If a line below contains the string "aapomm", return that line.

---------- INPUT RECORDS

PR #1266, opened 2024-06-14
Implement LiquidCachedAssigns

aapomm:
### Spec
The LiquidAssignsService does a lookahead of the content but this can be skipped if we implement a lazily loaded liquid assigns that would simplify the code.

**Proposed solution**
To lazily load the drops, we implement a LiquidCachedAssigns class to replace the LiquidAssignsService and does the following:

- quacks like a hash {}
- when it receives a message, it validates if it's associated with a list of records ('issues', 'notes', etc.)
  - if valid, it fetches the records from the project
  - if invalid, check if if it present in the current @assigns hash (to catch the case for record-based assigns)

### Other Information

### Copyright assignment

file for the details.

### Check List

- [ ] Added a CHANGELOG entry


app/services/liquid_cached_assigns.rb
```diff
@@ -0,0 +1,57 @@
...
+
+    @assigns = { 'project' => ProjectDrop.new(project) }
+    @assigns.merge!(assigns_pro)
+  end
+
+  def [](record_type)
+    assigns[record_type] ||= cached_drops(record_type)
+  end
+
+  def key?(key)
```
caitmich, line 17: I'm assuming this is needed on the Liquid side of things?

aapomm: Yes. This is used here: https://github.com/Shopify/liquid/blob/77bc56a1c28a707c2b222559ffb0b7b1c5588928/lib/liquid/context.rb#L211. Liquid checks if the assign is present in the hash, but since we're lazily loading the assigns we need to return the available assigns even if they're not yet part of the hash.

aapomm: Added comment for future reference

app/services/liquid_cached_assigns.rb
```diff
@@ -0,0 +1,68 @@
...
+  # SEE: https://github.com/Shopify/liquid/blob/77bc56/lib/liquid/context.rb#L211
+  # Liquid is checking if the variable is present in the assigns hash by
+  # calling the `key?` method. Since we're lazily loading the keys, the variable
+  # may not yet be present in the assigns hash.
+  def key?(key)
+    AVAILABLE_PROJECT_ASSIGNS.include?(key.to_s) || assigns.key?(key)
+  end
+
+  def merge(hash)
+    LiquidCachedAssigns.new(project: project).merge!(@assigns.merge(hash))
```
etdsoft, line 26: isn't this f'ed up?

`LiquidCachedAssigns.new(project: project)` gives you exactly what you have in the context (`self`). Then you're calling merge on self's @assigns before passing to merge! which does it again (!?)

```
@assigns.merge!(hash)
```

at which point, why do you need `merge!`

app/services/liquid_cached_assigns.rb
```diff
@@ -0,0 +1,68 @@
...
+    return [] unless AVAILABLE_PROJECT_ASSIGNS.include?(record_type)
+
+    case record_type
+    when 'evidences'
+      project.evidence
+    when 'nodes'
+      project.nodes.user_nodes
+    when 'notes'
+      # FIXME - ISSUE/NOTE INHERITANCE
+      project.notes.includes(:node).where.not(node: { type_id: Node::Types::ISSUELIB })
```
etdsoft, line 63: is this a smell? Why do we exclude this Type but not the other system types?

https://github.com/dradis/dradis-ce/blob/develop/app/models/node.rb#L74

app/services/liquid_cached_assigns.rb
aapomm: > LiquidCachedAssigns.new(project: project) gives you exactly what you have in the context (self).

Not quite as the new instance `LiquidCachedAssigns.new(project: project)` will not have the `self`'s current version of `@assigns`. If we remove the `@assigns` in the `merge` method:
```
def merge(hash)
  LiquidCachedAssigns.new(project: project).merge!(hash)
end
```
The following happens:
```
irb(main):003:0> assigns1 = LiquidCachedAssigns.new(project: Project.find(1))
irb(main):004:0> assigns1.merge!({'issue' => IssueDrop})
irb(main):005:0> assigns2 = assigns1.merge({'evidence' => EvidenceDrop})
irb(main):006:0> assigns2.assigns
=> {"project"=>ProjectDrop, "evidence"=>EvidenceDrop}
```
Notice that the `{ 'issue' => IssueDrop }` is missing. This is because `LiquidCachedAssigns.new(project: project)` is instantiated without the original's `@assigns` hash (merged with the IssueDrop in the above example).

---

I do see that the multiple `merge` calls can be confusing here so some possible alternatives to the approach are:

- Adding `assigns` to the initializer params so the merge method will look like this instead:
```
def merge(hash)
  LiquidCachedAssigns.new(assigns: @assigns, project: project).merge!(hash)
end
```
- Further abstraction by adding a `dup` method. The methods will look something like:
```
def dup
  LiquidCachedAssigns.new(project: project).merge!(@assigns)
end

def merge(hash)
  dup.merge!(hash)
end
```

@etdsoft thoughts?

app/services/liquid_cached_assigns.rb
aapomm: Updated to check for node_id != project.issue_lib instead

--------------------

EXERCISE RESULT:
aapomm:
aapomm: Yes. This is used here: https://github.com/Shopify/liquid/blob/77bc56a1c28a707c2b222559ffb0b7b1c5588928/lib/liquid/context.rb#L211. Liquid checks if the assign is present in the hash, but since we're lazily loading the assigns we need to return the available assigns even if they're not yet part of the hash.
aapomm: Added comment for future reference
aapomm: > LiquidCachedAssigns.new(project: project) gives you exactly what you have in the context (self).
aapomm: Updated to check for node_id != project.issue_lib instead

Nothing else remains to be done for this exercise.